# Craigslist roofing ad



## newbuilder (Oct 9, 2009)

How many of you roofers would reply to this? I found it on craigslist. What a joke....:furious::furious::furious::furious:




My company built a Shed for a Client but the crew on the job cut the shingles along the edges to short so rain is getting in along the edges. 
So the roof is already on the Shed it just needs to be finished correctly. 
The job date is this Thursday (Nov 5,2009) at 9:00am and you will need to work independently. 
You must have a truck 
Ladder 
All tools and materials needed to complete the job. 
The new shingles will be on site. 
You must have at least 3 years roofing experience and references. 
You must look clean cut and know how to speak with this client. 
The repair should take no more than 2 hours but I will pay for 4 hours to get it done right. 
$60.00 Cash for the job 
4 Hour Job


----------



## SelfContract (Dec 6, 2007)

$60.00 Cash for the job 
4 Hour Job 

Umm.. lemme see... *$60/4hr = $15/hr = $7-8* cash per hour after you paid/reported tax to IRS (legally)...=>> so I can buy 4 to 5 Mac Burgers w/ small fires = enough to feed my hungry stomach (leggaly) all day long till the night... or at least till next morning waiting line outside Home Depot parking lot again (illegally) for next day.. Rinse & Repeat!... No, that's not bad at al 4 living illegaly in USA l!!... :laughing::thumbup:


----------



## 2ndGen (Apr 6, 2006)

SelfContract said:


> $60.00 Cash for the job
> 4 Hour Job
> 
> Umm.. lemme see... *$60/4hr = $15/hr = $7-8* cash per hour after you paid/reported tax to IRS (legally)...=>> so I can buy 4 to 5 Mac Burgers w/ small fires = enough to feed my hungry stomach (leggaly) all day long till the night... or at least till next morning waiting line outside Home Depot parking lot again (illegally) for next day.. Rinse & Repeat!... No, that's not bad at al 4 living illegaly in USA l!!... :laughing::thumbup:


Don't forget gas for you to get to work, a fresh haircut, plus travel time to and from the jobsite (depending on where you are, another hour, so that's $60. divided by 5 hours). 

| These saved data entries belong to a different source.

PR #863, opened 2020-06-05
Update for GroupbyProc ast format change

henridf:
Companion to brimsec/zq/pull/860

### DIFF
--- a/src/js/brim/ast.js
+++ b/src/js/brim/ast.js
@@ -11,7 +11,8 @@ export default function ast(tree: Object) {
     },
     groupByKeys() {
       let g = this.proc("GroupByProc")
-      return g ? g.keys : []
+      let keys = g ? g.keys : []
+      return keys.map<string>((k) => k.target)
     },
     proc(name: string) {
       return getProcs(tree).find((p) => p.op === name)


henridf:
Ok, this isn't quite working yet. With this change, after having done `npm install https://github.com/brimsec/zq#groupby-computed-keys && npm install`, I can run the test suite (via `npm test` without errors), and also open an existing space in the app.

However, importing a new space fails with 
image

I'd assume this is related to how the app builds the query for the histogram (although I'm not sure why that would be an issue the first time around and not subsequently when reopening a space). @jameskerr @mason-fish any tips on where the app builds ASTs?

henridf:
I've verified this against the companion branch by:

- running `npm install https://github.com/brimsec/zq#groupby-computed-keys && npm install
`
- verifying that `npm test` passes
- verifying that upon starting the app, I could import a new space and the histogram would show up without errors. also ran a few queries without issue, such as `head 10 | count() by p=String.toUpper(_path)`.

henridf:
(if there's any other manual validation i haven't thought of, please let me know)

mikesbrown:
@henridf I smoke-tested `count() by` with as many types as I could find. I'm not claiming I exhausted all types when doing this, but I found some defects:
1. `_path=conn | count() by id.orig_p` and `id.resp_h`show: "Unknown Expression op FieldCall". I think this must be related to records, because `_path=dhcp | count() by client_addr` seem to work. Confirmed: `_path=x509 | count() by certificate.version` fails in the same way.
1. `_path=conn | count() by proto` has duplicate `proto` keys.

henridf:
Updated brimsec/zq/pull/860 to address the first issue; the second appears to be a pre-existing bug that we weren't aware of (it repros on master).

PR #864, opened 2020-06-08
Use -sorted flag in histogram query

henridf:
Companion to brimsec/zq#869 that tweaks the zql query used to populate the histogram so that it continues to render progressively with results streamed back.


henridf:
`npm test` now passes after doing `npm install https://github.com/brimsec/zq#groupby-every-to-key && npm install` on this branch

PR #866, opened 2020-06-08
Restyle history

### LINKED ISSUE #846: Re-style History Section
It will now have a lighter theme. Here is a snapshot of the design.

Contact me and I can get you the actual design file with the correct pixel values for all the elements.

This PR is simply for re-styling the existing history section. It will not add any more information to the sidebar.

mason-fish:
fixes #846 

depends on and builds off of https://github.com/brimsec/brim/pull/857 (once that goes in, the diff here will be a little smaller and easier to review)

**NOTES**:
* I started a styled-components theme and transferred some of the newer brim styles (specifically the new color palette and a few of our typography mixins) into it. Currently I'm just using the theme provider at the top level, but I imagine we may want to be less global about that in the future, where we only provide the appropriate sub-theme to the appropriate component to properly enforce style options.
* I also wrote these newer restyled components in the paradigm of "styled-components". It makes for a very different pattern in our code. I'm noticing that with all of these smaller styled components our js files want to get much larger.
* There were a few pieces which the .sketch files did not provide a design for or omitted in a way that I did not think was intentional (i.e. the color coating that we do for history searches, as well as the tree view), so I just used my best guess of what would look nice.
* I tried to write the `DropdownHeader` component in a way that I can easily reuse for the `Spaces` section I will be adding to this sidebar next, hence making it somewhat generic despite its current single use case. 

image

image

image


src/js/components/LeftPane.js
```diff
@@ -1,38 +1,123 @@
...
+        <IconWrapper>{icon}</IconWrapper>
+        <Title>{title}</Title>
+        <ViewSelectWrapper>{viewSelect}</ViewSelectWrapper>
+      </SectionHeader>
+      {show && children}
+    </section>
+  )
+}
+
+export function LeftPane() {
```
jameskerr, line 110: I was just thinking last week that this last thing in the file is the thing that we export and all the private functions are above it. That way I always know I can scroll down to find the component that this file exports. Having the exported function end up in the middle always makes it hard to find. What do you think about that convention going forward. 

I often put private functions at the bottom of files since that's what I did in C++ and in ruby classes. But the convention above makes more sense to me in javascript. What do you think?

src/js/components/LeftPane.js
```diff
@@ -47,60 +132,43 @@ export function LeftPane() {
...
       onMouseLeave={() => setShowCollapse(false)}
     >
-      <InvestigationTitleBar onClearAll={onClearAll} />
-      <div className="investigation-pane-body">
-        <InvestigationHeader
-          view={view}
-          onViewChange={onViewChange}
-          onClearAll={onClearAll}
-        />
+      <DropdownHeader
```
jameskerr, line 135: It looks like you want to make a re-usable sidebar header component. I think that's a good idea, but it might be better to wait until we have a few instances first. For example, the spaces header will not have a viewSelect dropdown. And maybe a better name for this is "Sidebar header" or "Collapsible Sidebar Header" or CollabsibleSection". Dropdown to me implies a pop menu.

jameskerr: The colors and placement look great, but some of the styles didn't make it through.

image

In this image above, the triangle is 8x8, the folder icon is 11x11, the text is:
```css
font-size: 9px; 
font-weight: 700;
letter-spacing: 0.8px;
```

If that's not what was in the design let me know. Maybe you had an old version.

src/js/components/LeftPane.js
```diff
@@ -47,60 +132,43 @@ export function LeftPane() {
...
-        <LinkButton
-          className={classNames({selected: view === "linear"})}
-          onClick={linearView}
-        >
-          Linear
-        </LinkButton>
-      </nav>
-      <LinkButton onClick={onClearAll}>Clear</LinkButton>
-    </header>
+    <StyledViewSelect onClick={onClick}>
```
jameskerr, line 168: Let's make this font-size: 11px; and make the svg 8x8 px.

src/js/components/LeftPane.js
```diff
@@ -1,38 +1,123 @@
...
 
-  function onDrag(e: MouseEvent) {
-    const width = e.clientX
-    const max = global.innerWidth
-    dispatch(View.setLeftSidebarWidth(Math.min(width, max)))
+const SectionHeader = styled.div`
+  display: flex;
+  flex-direction: row;
+  background-color: ${(props) => props.theme.colors.coconut};
+  height: 32px;
```
jameskerr, line 28: The height for this is 24px. (since the box-sizing is "border-box", the two 1px borders will be subtracted from this height in actuality. So when you inspect the element in chrome, you should see:

image

jameskerr:
And thank you for filling in the parts of the UI that I forget to make a design for. I think your decisions look great.

mason-fish:
@jameskerr thanks for your feedback, I think I caught all your suggestions. Here are some updated screen shots:
image

image

image

src/js/components/LeftPane.js
```diff
@@ -186,3 +105,45 @@ function InvestigationView({view}) {
...
+          />
+          <Title>History</Title>
+          <ViewSelect />
+        </SectionHeader>
+        {showHistory && <InvestigationView view={view} />}
+      </section>
+      <XLeftPaneCollapser show={showCollapse} />
+    </Pane>
+  )
+}
```
jameskerr, line 149: ♥️ This looks nice.

PR #870, opened 2020-06-10
linux autoupdate notification

### LINKED ISSUE #855: New Brim version notification for Linux
We don't currently support auto-update for Linux releases of Brim, as the Electron auto-updater mechanism ( https://www.electronjs.org/docs/api/auto-updater#platform-notices ) doesn't support it. We'll eventually shift to an auto-update mechanism that does support Linux; in the meantime, we should at least let Linux users know when there's a relevant update for them, and point them to the download page.

mason-fish:
fixes #855 

See ^^ ticket for screenshot of current dialog box as well as implementation notes


mason-fish:
Just confirmed by setting package version to `v0.9.0`, building and running a release on linux:
image

package.json
```diff
@@ -125,6 +124,7 @@
     "electron-log": "^4.1.1",
     "extract-zip": "^1.6.7",
     "fs-extra": "^7.0.0",
+    "got": "^10.7.0",
```
mason-fish, line 127: This is the last minor version before [11.0.0](https://github.com/sindresorhus/got/releases/tag/v11.0.0) which, generally, has breaking changes (though I didn't investigate if any applied to our pretty minimal use of this lib). My own use within this PR will also work for `10.6.0`, I only bumped it bc it was "free" (no extra work needed) and keeps us a bit more up to date.

src/js/electron/autoUpdater.js
```diff
@@ -1,11 +1,59 @@
...
+  return `https://update.electronjs.org/brimsec/brim/${platform}/${app.getVersion()}`
+}
+
+const autoUpdateLinux = async () => {
+  // Check for updates for MacOS and if there are then we assume there is also one for linux
+  const url = getFeedURLForPlatform("darwin-x64")
+  try {
+    const currentVersion = app.getVersion()
+    if (!semver.valid(currentVersion))
+      throw "Invalid current version format: " + currentVersion
```
jameskerr, line 19: Not a blocker.  When you throw just a string, the stacktrace and file info are not saved in the error. If you want any of those things, then you can `throw new Error("message"). Some debug tooling takes advantace of the extra meta information provided by the Error instance (chrome devtools, jest tests).

Here is a little more detail.
https://stackoverflow.com/a/57077203/3499804

mason-fish: Oh this is good to know, thanks!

Oh yeah! And don't forget, you have to bring your own NAILS too! 

What a frickin' dillweed! 

He's the kind of guy that get's flamed on Craigslist!

Hey! Mr. "my company" man...for $60. you can get this!


----------



## BamBamm5144 (Jul 12, 2008)

I would reply to tell him that hes got it all wrong. That its 75 an hour per man plus materials. Then I would report him to flakygeneralcontractors.com

In all honesty, I see these all the time on craigslist. Ive seen roofers ads that say, We do roofs for 3995.00 and no more. It doesnt bother me too much since the guys who call him are not my target consumer. It is still sort of funny.

I also saw an ad today in my area that said

"I am a roofer looking for work. I have my own tools except for ladder and compressor. 
I have 15 yrs. in the roofing trade. 
I would like $20.00 an hour for tear off $35.00 a square to apply. Or we can negociate rates per job. I also would like to get payed at the end of every day. I have been screw'd over to many times in the past."

Who would hire this guy? Also, you do not have all your own tools if you do not have a ladder and compressor.


----------



## newbuilder (Oct 9, 2009)

I could post ads like this every day. It's pathetic and that's how it's done. It gives construction a bad name, it's complete crap but if people put up with it and pay bottom dollar, I don't feel sorry for them and the future troubles they will have. I will charge them both arms and both legs to fix it.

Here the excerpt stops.